Degree Name

Master of Science - Research


Department of Biomedical Science


Regular consumption of fish is associated with low morbidity and mortality from acute and chronic cardiovascular disease in humans. Fish are known to contain high concentrations of essential omega-3 (now referred to as n-3) polyunsaturated fatty acids (n-3 PUFA) eicosapentaenoic acid (EPA 20:5 n-3) and docosahexaenoic acid (DHA 22:6n-3). Experimental studies modelling cardiovascular disease in animals show that feeding fish oils provides many cardioprotective actions and those directly related to heart function (prevention of fatal cardiac arrhythmias; preconditioning, heart rate slowing, prevention of heart failure) are associated with the incorporation of the diet – derived n-3 PUFA into myocardial membranes. Human red blood cell (RBC) membrane EPA+DHA concentration has been found to correlate inversely with adverse cardiovascular outcomes and is proposed as a cardiovascular risk factor (termed the Omega-3 Index). The use of this readily obtained marker as a risk factor is based on the premise that it reflects the composition of the myocardium at risk. However this is by no means certain as, in animal tissues DHA is incorporated into myocardium well above circulating levels with little EPA detectable, whereas EPA and DHA are better matched within RBC membranes. There are large variations in relative concentrations of n-3 PUFA amongst other tissues in animals and in man. While there is a growing body of data on human atrial tissue obtained during surgical procedures, and blood samples are readily obtained, the limited data on the fatty acid composition of human ventricular myocardium is largely from cadaveric samples. It remains to be confirmed that the omega-3 index can be reliably used as a marker of the composition of the human ventricle and therefore an indicator of risk of cardiac morbidity and mortality. Objectives: To establish the fatty acid compositional profile of human ventricular myocardium and the relationships between EPA+DHA in human RBC, atria and ventricle.

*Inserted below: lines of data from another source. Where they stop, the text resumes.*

PR #11412, opened 2020-04-13
Fix evaluation order with object spread

Zzzen:
| Fixed Issues?            |  
| Major: Breaking Change?  |
| Minor: New Feature?      |
| Documentation PR Link    | 
| Any Dependency Changes?  |

TLDR: currently, the code below is not transpiled correctly. [REPL](https://babeljs.io/repl#?browsers=&build=&builtIns=false&spec=false&loose=false&code_lz=G4QwTgBA1hC8EG8IgFwQIwBoICM0CYIBfAbgChRIB7ORZNAZmwDpWps9pmQBqH48mQDGVAHYBnKgBsApsylUA5gAoIVbnFjx0EAPwQARFSgGIaI1SoAHcQYCUQA&debug=false&forceAllTransforms=false&shippedProposals=false&circleciRepo=&evaluate=true&fileSize=false&timeTravel=false&sourceType=module&lineWrap=false&presets=env%2Cenv&prettier=true&targets=&version=7.8.4&externalPlugins=)

```js
var k = { a: 1, b: 2 };
var o = { a: 3, ...k, b: k.a++ };

```
expected `o.a` to be 1.

Long story: I found weird `__assign` js code generated by `tsc`. Out of curiosity, I checked the relevant transformer code and feed the test to babel 💥. This fix is migrated from TypeScript. [Original Issue](https://github.com/microsoft/TypeScript/issues/31469)


nicolo-ribaudo:
Can we limit this deoptimization to when `path.isPure()` is false for some property after the spread?

packages/babel-plugin-proposal-object-rest-spread/test/fixtures/object-spread/assignment/output.js
```diff
@@ -4,10 +4,10 @@ function _objectSpread(target) { for (var i = 1; i < arguments.length; i++) { va
...
 
-z = _objectSpread({
+z = _objectSpread(_objectSpread({
   x
-}, y);
+}), y);
 z = {
   x,
-  w: _objectSpread({}, y)
+  w: _objectSpread(_objectSpread({}), y)
```
nicolo-ribaudo, line 12: This change seems unnecessary.

Zzzen: Yeah, `scope.isPure` is not working as intended. What's the difference between `scope.isPure` and `path.isPure`?

Zzzen: :dizzy_face: My bad , `scope.isPure` is working.

packages/babel-plugin-proposal-object-rest-spread/test/fixtures/object-spread/expression/output.js
```diff
@@ -4,11 +4,11 @@ function _objectSpread(target) { for (var i = 1; i < arguments.length; i++) { va
 
 function _defineProperty(obj, key, value) { if (key in obj) { Object.defineProperty(obj, key, { value: value, enumerable: true, configurable: true, writable: true }); } else { obj[key] = value; } return obj; }
 
-_objectSpread({
+_objectSpread(_objectSpread(_objectSpread(_objectSpread(_objectSpread({
   x
-}, y, {
+}), y), {}, {
```
Zzzen, line 9: x/y/a/b is not defined, thus not pure. Should we define them?

packages/babel-plugin-proposal-object-rest-spread/test/fixtures/object-spread/side-effect/output.js
```diff
@@ -0,0 +1,39 @@
...
+}
+
+var output = _objectSpread(_objectSpread(_objectSpread({}, pureA), {}, {
+  get foo() {},
+
+  get bar() {}
+
+}, pureB, {}, pureC, {}), impureFunc(), {}, pureD, {
+  pureD
+});
```
nicolo-ribaudo, line 35: I would expect this output to be
```js
var output = { ...pureA, get foo() {}, get bar() {}, ...pureB, ...pureC, ...impureFunc(), ...pureD, pureD }

var output = _objectSpread(
  _objectSpread(
    {},
    pureA,
    { get foo() {}, get bar() {} },
    pureB,
    {},
    pureC,
    {}
  ),
  impureFunc(),
  {},
  pureD,
  { pureD }
);
```

I think that it's a bug in the `isPure` implementation, that only handles `isClassMethod` instead of `isMethod` (that also catches object methods/accessors).

Zzzen: 🙆‍♂️ I'm gonna give it a try.

Issue #5089, opened 2017-01-11
Use cardinal for syntax highlighting code in babel-code-frame


mohsen1:
Currently, syntax highlighting is done inside babel-code-frame. Instead of maintaining your own colorizing use [cardinal](https://www.npmjs.com/package/cardinal) instead.

DrewML:
@mohsen1 Will happily accept a PR if it's keeping feature parity but improving the output.

Agathver:
Hi
We would like to work on this as the part of RGSoC 2017
@meghap9937 @lipsa7
This would be our teams first PR to get familiar with the code.

nicolo-ribaudo:
I'm closing this issue, since we just updated `js-tokens` and we are happy with how syntax highlighting is currently handled.

PR #11413, opened 2020-04-13
Improve syntax highlighting

lydell:
| Fixed Issues?            | (Nothing to link to.)
| Major: Breaking Change?  | Yes! Node.js 10+ required.
| Minor: New Feature?      | Not really
| Tests Added + Pass?      | Pass (there are no tests for token colors)
| Any Dependency Changes?  | js-tokens@4 → js-tokens@6

### Before

Screenshot from 2020-04-13 19-20-01

### After

Screenshot from 2020-04-13 19-20-13

### Changes

- Bugfix: Highlight await, implements, interface, let, package, private, protected, public, static, yield. (By using `isStrictReservedWord` instead of `isReservedWord`.)
- Update: Use js-tokens@6. This brings several improvements:
    - Support for JSX:
        - No more hacky workaround regex in this package.
        - JSXText is not highlighted as JS code anymore.
        - `>` and `}` inside JSXText are highlighted as invalid.
        - Multiline JSX strings are supported.
    - Invalid variable names are highlighted as invalid.
    - Regex vs division is properyly identified.
    - Support for BigInt syntax.
    - Support for highlighting tokens within template literal interpolation, and infinite nesting.

js-tokens@6 uses [Unicode Property Escapes](https://developer.mozilla.org/en-US/docs/Web/JavaScript/Guide/Regular_Expressions/Unicode_Property_Escapes), which is why **Node.js 10 or later is required.**

If you feel like doing a little bit of issues spring cleaning, you can probably close https://github.com/babel/babel/issues/5089.


lydell:
Travis failed, but it seems unrelated to this PR? https://travis-ci.com/github/babel/babel/jobs/318870243#L900-L930

nicolo-ribaudo:
@lydell `async` isn't a keyword (it's always a valid variable name), but we could special-case it in `@babel/code-frame`.

Also, we have fixed the failing tests on master.

lydell:
Thanks! I added support for as, async, from, get, of, set. TIL.

Those can of course be false positives, but the highlighter will give false positives for `x.if` and `({if: true})` also. I think it’s better to highlight too much than too little when it comes to keywords.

Methods: This thesis combined two separate studies in which the fatty acid composition of both atria and ventricles were analysed from fresh, donor hearts and freshly explanted failing hearts, all made available through a heart transplant program, and right atrial biopsy and red blood cells were analysed from subjects undergoing cardiac surgery. Surgical subjects were additionally randomised to receive a daily supplement of 1g fish oil or placebo, commencing at the time of pre-admission check (baseline). Blood samples were taken at baseline and blood and atrial samples were taken perioperatively.

Results: DHA was identified as the major n-3 PUFA in all tissues, with concentrations significantly higher than EPA and the n-6 PUFA arachidonic acid (AA) and linoleic acid (LA) were the predominant PUFA (left ventricle: DHA 4.60±1.50; EPA 0.69±0.33; AA 22.95±2.97; LA 20.66±2.55 mean%±SD, N=38). Patterns of incorporation were different in different tissue types however no differences were seen between biopsy samples of right atria and donor right atria in the separate studies. Supplementation with fish oil significantly elevated RBC and atrial biopsy EPA+DHA. Despite variations in proportions of EPA and DHA from tissue to tissue and even greater variations between subjects, the concentration of EPA+DHA always provided the best tissue to tissue correlation within subjects. It was highly correlated between RBC and right atria biopsy (r2 = 0.4, P=0.0004) and between right atria donor and left ventricle donor (r2=0.7, P

Conclusions: This thesis has established that DHA is the main n-3 PUFA in human heart as it is in animal studies, with a range that overlaps with unsupplemented and lowdose supplemented laboratory rat. The DHA concentration is elevated as an apparently compensatory response to stressors and in response to dietary fish oil, as it is in animal studies. With DHA commonly the main n-3 PUFA of table fish, but EPA the principle n-3 PUFA provided as supplements in many clinical trials, establishing the pre-eminent position of DHA amongst n-3 PUFA in human myocardium increases confidence in the consistent human epidemiological studies associating usual fish consumption with cardiovascular outcomes and in translating outcomes of animal studies to interpret mechanisms of n-3 PUFA action in man. It also may provide some explanation for the more variable outcomes of clinical trials.

Despite the consistent predominance of DHA over EPA and variations in their relative concentrations in myocardium and RBC, this thesis has established that the omega-3 index provides the most robust correlations of red blood cells with human heart tissue and can be regarded as a good indicator of myocardial membrane n-3 PUFA composition, confirming its potential as a marker of cardiac-associated risk.